I'd be surprised if you don't have a buried valve somewhere near the house. If you know where the gas line runs into the house, you can start digging it out to find the valve. I had a similar problem last year. Fortunately for me I had an idea where the leaks were located. I had to locate a T in the line were another line came off for a small building. That meant digging a trench across where the line was buried until I found it. And then digging it out back to the main line until I found the T.

My guess is you have a joint somewhere that's the culprit. Nowadays a tracer wire is supposed to be buried with the gas line to find it in the future. If you know the route you may be able to use a metal detector to find the coupling. The first job is to isolate the entire line outside the house and pressurize it to check for leaks.

If you don't know the route you can dig cross trenches to find the line at different locations to figure how it's laid out.

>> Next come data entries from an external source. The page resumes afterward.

PR #3415, opened 2021-07-07
Improve mask fit documentation

registerrier:
**Description**

This pull request adapt significantly the mask_map.ipynb tutorial to explain in detail how to create a `mask_fit` and clearly distinguish from the exclusion mask.
The Fermi dataset is therefore loaded early in the notebook and we show how create a energy mask as well as a region mask and how to combine them on this dataset using directly the `dataset` `geom`.

I have introduced also two properties on the `MapDataset` for clarity to the user. One is the `.energy_range` which return the full energy range for fitting, the other is the `safe_energy_range` which returns only the safe range range. 
Note that the latter change, breaks the current definition of `energy_range`. We might possibly adapt to `fit_energy_range` so that everything is clear (although the latter might not contain the safe range...).

Comments @AtreyeeS @QRemy @adonath @bkhelifi ? Should it help users who currently simply do stuff on the `mask_safe`?

**Dear reviewer**

### DIFF
--- a/gammapy/datasets/map.py
+++ b/gammapy/datasets/map.py
@@ -337,22 +337,36 @@ class MapDataset(Dataset):
         """Shape of the counts or background data (tuple)"""
         return self._geom.data_shape
 
-    @property
-    # TODO: make this a method to support different methods?
-    def energy_range(self):
-        """Energy range defined by the safe mask"""
+    def _energy_range(self, use_mask_fit = True):
+        """Compute the energy range with or without the mask fit."""
         energy = self._geom.axes["energy"].edges
         energy_min, energy_max = energy[:-1], energy[1:]
 
-        if self.mask_safe is not None:
-            if self.mask_safe.data.any():
-                mask = self.mask_safe.data.any(axis=(1, 2))
+        if use_mask_fit:
+            mask = self.mask
+        else:
+            mask = self.safe_mask
+
+        if mask is not None:
+            if mask.data.any():
+                mask = mask.data.any(axis=(1, 2))
             else:
                 return None, None
         else:
             mask = None
 
         return u.Quantity([energy_min[mask].min(), energy_max[mask].max()])
+
+    @property
+    def energy_range(self):
+        """Energy range defined by the full mask (mask_safe and mask_fit)."""
+        return self._energy_range(use_mask_fit=True)
+    
+    @property
+    def safe_energy_range(self):
+        """Energy range defined by the full mask (mask_safe and mask_fit)."""
+        return self._energy_range(use_mask_fit=False)
+
 
     def npred(self):
         """Predicted source and background counts
--- a/gammapy/datasets/map.py
+++ b/gammapy/datasets/map.py
@@ -337,15 +337,10 @@ class MapDataset(Dataset):
         """Shape of the counts or background data (tuple)"""
         return self._geom.data_shape
 
-    def _energy_range(self, use_mask_fit = True):
+    def _energy_range(self, mask = None):
         """Compute the energy range with or without the mask fit."""
         energy = self._geom.axes["energy"].edges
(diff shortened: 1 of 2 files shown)


adonath (commented):
Thanks @registerrier, this is really helpful! 

A few preliminary comments on the `energy_range` definition:
- Maybe we stick with the mask nomenclature like: `energy_range`, `energy_range_safe`, `energy_range_fit`
- To avoid code duplication one could introduce `Map.mask_energy_range()`

gammapy/datasets/map.py
```diff
@@ -337,23 +337,37 @@ def data_shape(self):
...
         return u.Quantity([energy_min[mask].min(), energy_max[mask].max()])
 
+    @property
+    def energy_range(self):
+        """Energy range defined by the full mask (mask_safe and mask_fit)."""
+        return self._energy_range(use_mask_fit=True)
+    
+    @property
+    def safe_energy_range(self):
+        """Energy range defined by the full mask (mask_safe and mask_fit)."""
```
AtreyeeS, line 367: The doc string should read only `mask_safe`, no?

AtreyeeS (approved):
Thanks a lot @registerrier ! This makes the concept clear. 
I think we should expose the `mask_fit` a bit more in our tutorials, and advertise this notebook more.

Perhaps it is better to have `safe_energy_range`, `fit_energy_range` and`energy_range`(which is the intersection of the previous two) explicitly?
What is being done in the new `plot` method introduced by @fabiopintore ? We should follow a consistent nomenclature...

adonath:
Thanks @registerrier, I think content wise the addition is very nice, however I think the order could maybe be improved. I think the tutorial should start with the basics of maps as masks, incl. creation and arithmetics, move on to more advance things like erosion and dilation and finally explain the interaction with the higher level `MapDataset` structure. From a pedagogical point of view, I think it's non ideal to start with creating `MapDataset`, when the tutorial is about masks...

On 2nd thought I actually prefer  the following: I think  we are still missing a `dataset.ipynb` API tutorial, which explains the basics of the `Dataset` classes (see https://github.com/gammapy/gammapy/issues/3143). What about adding the `.mask_fit` etc. content as the  first content to the a new API tutorial explaining datasets?

registerrier:
> Thanks @registerrier, this is really helpful!
> 
> A few preliminary comments on the `energy_range` definition:
> 
> * Maybe we stick with the mask nomenclature like: `energy_range`, `energy_range_safe`, `energy_range_fit`
> * To avoid code duplication one could introduce `Map.mask_energy_range()`

OK. I am not sure whether it is a good idea to allow an `energy_range_fit`. This could suggest that this is the energy range that will be used for the fit. I suppose this is similar to the mask naming scheme, so it is probably fine though.

I am not found of adding methods on `Maps` that only relate to some specific types of maps (here boolean with an energy axis). Since these methods are exposed to the user, it can be quite confusing on what they can do. I would rather have it a function possibly in a file such as `gammapy/datasets/utils.py`.

adonath:
> OK. I am not sure whether it is a good idea to allow an energy_range_fit. This could suggest that this is the energy range that will be used for the fit. I suppose this is similar to the mask naming scheme, so it is probably fine though.

A agree the choice of name is non-ideal for the man as well, but I think the consistency is more important.

> I am not found of adding methods on Maps that only relate to some specific types of maps (here boolean with an energy axis). Since these methods are exposed to the user, it can be quite confusing on what they can do. I would rather have it a function possibly in a file such as gammapy/datasets/utils.py.

As you prefer. In the helper function one could maybe even return a complete map like `energy_range_maps(mask) > (e_min_map, e_max_map)`, which returns the energy range per pixel. Could be interesting to visualise for datasets, where the threshold changes with position.

registerrier:
After today's meeting we've decided to merge this now and adapt once the dataset API notebook is written.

What you're up against is why I bury a heavy metal disc above any joint in a line I install. That makes it much easier to use a metal detector to find the couplings in the future.


----------



## copperkid3 (Mar 18, 2005)

addressed; which probably would make the job a bit easier for all involved. You mention that 
while preparing the house for sale, _*YOU*_ discovered a couple of gas leaks. My question is,
how did you discover them and how is it that you know there are only a couple? Most importantly, 
where are those leaks located? If the leaks are indeed between the house and the meter, 
then the gas man is correct and _*YOU*_ are responsible for all the repairs. 

If you want the meter closer to your side of the road and on your property, then you're going 
to have to spring for the costs to have it moved; whatever worked best for the gas company, 
back when it was put in originally, is what they will hold the customer to today. You might 
be able to work with them and 'suggest' that it would be somehow advantageous to _THEM_
(not sure if it is or not; your job is to try and convince them that it is) and they might consider
'sharing' the cost to move the meter. Let us know how it works out regardless.


----------



## Michael W. Smith (Jun 2, 2002)

As you have found out, you own the piping from the meter to your house - regardless of the distance.

Gas lines go under roads all the time here.

Did you find small leaks IN the house - or are you talking outside the house?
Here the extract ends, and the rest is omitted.